#### Excerpted records
PR #17091, opened 2025-04-07
tools/mpy_ld.py: Resolve fixed-address symbols if requested.

agatti:
### Summary

This PR lets mpy_ld.py resolve symbols not only from the object files involved in the linking process, or from compiler supplied static libraries, but also from a list of symbols referenced by an absolute address (usually provided by the system's ROM).

This is needed for Xtensa/LX106 targets as some C stdlib functions are provided by the MCU's own ROM code to reduce the final code footprint.  Given that there are different methods to reference external symbols for different processors, this change is currently limited to the Xtensa target and it and it will need further modifications to be adapted to other targets.

Natmod builds can set the `EXTERN_SYMS` variable pointing to a file containing a series of symbols and their absolute address if they want to provide external symbols to the resolution process.  Each line must contain two whitespace-separated fields, the name and its address (which will be parsed as an hexadecimal number).  Empty lines are ignored, and lines starting with a "#" symbol will be treated as comment lines and thus ignored as well.

Future work will be needed when the ESP32-C2 MCU support is brought in as some code from libgcc and newlib is moved into ROM on that platform as well (see ESP-IDF's linker files in `components/esp_rom/esp32c2/ld/` - `newlib`, `newlib-nano`, and `libgcc`).

All natmods are now built for the Xtensa architecture as part of the CI build process.

### Testing

Regular natmod test were ran on a NodeMCU v2 ESP8266 board by injecting the following code block when importing natmods on the board (see https://github.com/micropython/micropython/issues/14430#issuecomment-2332648018):

```py
import esp, gc
gc.collect()
esp.set_native_code_location(200 * 4096, 30 * 4096)
```

To achieve this a new argument to `tests/run-natmodtests.py` is introduced so the above fragment is uploaded as part of the testing process.  All tests were executed successfully with `./run-natmodtests.py -p -d /dev/ttyUSB0 -a xtensa -b xtensa_prelude.py extmod/<testfiles>` with the following exceptions (`xtensa_prelude.py` is the extra code fragment being injected):

`extmod/btree1.py`: FAIL ("MemoryError: memory allocation failed, allocating 20734 bytes")
`extmod/btree_closed.py`: FAIL ("MemoryError: memory allocation failed, allocating 20734 bytes")
`extmod/btree_error.py`: FAIL ("MemoryError: memory allocation failed, allocating 20734 bytes")
`extmod/btree_gc.py`: FAIL ("MemoryError: memory allocation failed, allocating 20734 bytes")
`extmod/deflate_compress.py`: FAIL ("Error: memory allocation failed")

The btree natmod probably is a bit too much for an ESP8266 in its current form, probably the same is valid for the deflate natmod when it comes to compressing buffers.

All `tools/mpy_ld.py` changes are active only for the `EM_XTENSA` architecture and they are opt-in, so there shouldn't be any trade-offs to be made here.  As far as alternatives go, the only one is to move natmod code into one or more usermods and bring them in as part of the MicroPython build.

For `tests/run-natmodtests.py` the same applies (as in the injection being opt-in), although it is available to all platforms.

### DIFF
--- a/ports/esp8266/main.c
+++ b/ports/esp8266/main.c
@@ -49,6 +49,64 @@
 
 static char heap[38 * 1024];
 
+#if MICROPY_HW_HARD_FAULT_DEBUG
+
+static void format_hex(uint32_t hex, char *buffer) {
+    static const char table[] = { '0', '1', '2', '3', '4', '5', '6', '7', '8', '9', 'A', 'B', 'C', 'D', 'E', 'F' };
+    int offset = 7;
+    uint32_t value = hex;
+    while (offset >= 0) {
+        buffer[offset--] = table[value & 0x0F];
+        value >>= 4;
+    }
+}
+
+static void print_reset_info(void) {
+    struct rst_info *rst_info = system_get_rst_info();
+    if ((rst_info->reason == REASON_WDT_RST) || (rst_info->reason == REASON_EXCEPTION_RST) || (rst_info->reason == REASON_SOFT_WDT_RST)) {
+        char buffer[8];
+        mp_hal_stdout_tx_str("\r\n\r\nThe system restarted due to an error.\r\n\r\nReason: ");
+        switch (rst_info->reason) {
+            case REASON_WDT_RST:
+                mp_hal_stdout_tx_str("WDT");
+                break;
+
+            case REASON_EXCEPTION_RST:
+                mp_hal_stdout_tx_str("EXCEPTION");
+                break;
+
+            case REASON_SOFT_WDT_RST:
+                mp_hal_stdout_tx_str("SOFT_WDT");
+                break;
+
+            default:
+                assert(!"Should not ever get here.");
+                break;
+        }
+        mp_hal_stdout_tx_str(" Cause: ");
+        format_hex(rst_info->exccause, buffer);
+        mp_hal_stdout_tx_strn(buffer, sizeof(buffer));
+        mp_hal_stdout_tx_str(" EPC1: ");
+        format_hex(rst_info->epc1, buffer);
+        mp_hal_stdout_tx_strn(buffer, sizeof(buffer));
+        mp_hal_stdout_tx_str(" EPC2: ");
+        format_hex(rst_info->epc2, buffer);
+        mp_hal_stdout_tx_strn(buffer, sizeof(buffer));
+        mp_hal_stdout_tx_str(" EPC3: ");
+        format_hex(rst_info->epc3, buffer);
+        mp_hal_stdout_tx_strn(buffer, sizeof(buffer));
+        mp_hal_stdout_tx_str(" Exception Vector address: ");
+        format_hex(rst_info->excvaddr, buffer);
+        mp_hal_stdout_tx_strn(buffer, sizeof(buffer));
+        mp_hal_stdout_tx_str(" DEPC: ");
+        format_hex(rst_info->depc, buffer);
+        mp_hal_stdout_tx_strn(buffer, sizeof(buffer));
+        mp_hal_stdout_tx_str("\r\n\r\n");
+    }
+}
+
+#endif
+
 static void mp_reset(void) {
     mp_stack_set_top((void *)0x40000000);
     mp_stack_set_limit(8192);
@@ -112,6 +170,10 @@ void init_done(void) {
     mp_hal_stdout_tx_str("\r\n");
     #if MICROPY_REPL_EVENT_DRIVEN
     pyexec_event_repl_init();
+    #endif
+
+    #if MICROPY_HW_HARD_FAULT_DEBUG
+    print_reset_info();
     #endif
 
     #if !MICROPY_REPL_EVENT_DRIVEN
--- a/tools/ci.sh
+++ b/tools/ci.sh
@@ -524,22 +524,11 @@ function ci_native_mpy_modules_build {
     else
         arch=$1
     fi
-    for natmod in features1 features3 features4 heapq re
+    for natmod in deflate features1 features3 features4 framebuf heapq random re
     do
         make -C examples/natmod/$natmod clean
         make -C examples/natmod/$natmod ARCH=$arch
     done
-
-    # deflate, framebuf, and random currently cannot build on xtensa due to
-    # some symbols that have been removed from the compiler's runtime, in
-    # favour of being provided from ROM.
-    if [ $arch != "xtensa" ]; then
-        for natmod in deflate framebuf random
-        do
-            make -C examples/natmod/$natmod clean
-            make -C examples/natmod/$natmod ARCH=$arch
-        done
-    fi
 
     # features2 requires soft-float on armv7m, rv32imc, and xtensa.  On armv6m
     # the compiler generates absolute relocations in the object file
@@ -551,10 +540,8 @@ function ci_native_mpy_modules_build {
         make -C examples/natmod/features2 ARCH=$arch
     fi
 
-    # btree requires thread local storage support on rv32imc, whilst on xtensa
-    # it relies on symbols that are provided from ROM but not exposed to
-    # natmods at the moment.
-    if [ $arch != "rv32imc" ] && [ $arch != "xtensa" ]; then
+    # btree requires thread local storage support on rv32imc.
+    if [ $arch != "rv32imc" ]; then
         make -C examples/natmod/btree clean
         make -C examples/natmod/btree ARCH=$arch
     fi
--- a/tools/ci.sh
+++ b/tools/ci.sh
@@ -526,14 +526,14 @@ function ci_native_mpy_modules_build {
     fi
     for natmod in deflate features1 features3 features4 framebuf heapq random re
     do
-        make -C examples/natmod/$natmod clean
+        make -C examples/natmod/$natmod ARCH=$arch clean
         make -C examples/natmod/$natmod ARCH=$arch
     done
 
     # features2 requires soft-float on armv7m, rv32imc, and xtensa.  On armv6m
     # the compiler generates absolute relocations in the object file
     # referencing soft-float functions, which is not supported at the moment.
-    make -C examples/natmod/features2 clean
+    make -C examples/natmod/features2 ARCH=$arch clean
     if [ $arch = "rv32imc" ] || [ $arch = "armv7m" ] || [ $arch = "xtensa" ]; then
         make -C examples/natmod/features2 ARCH=$arch MICROPY_FLOAT_IMPL=float
     elif [ $arch != "armv6m" ]; then
@@ -542,7 +542,7 @@ function ci_native_mpy_modules_build {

#### Your goal
Every line with the string "ports" in the material should be returned.

#### Answer for this exercise
--- a/ports/esp8266/main.c
+++ b/ports/esp8266/main.c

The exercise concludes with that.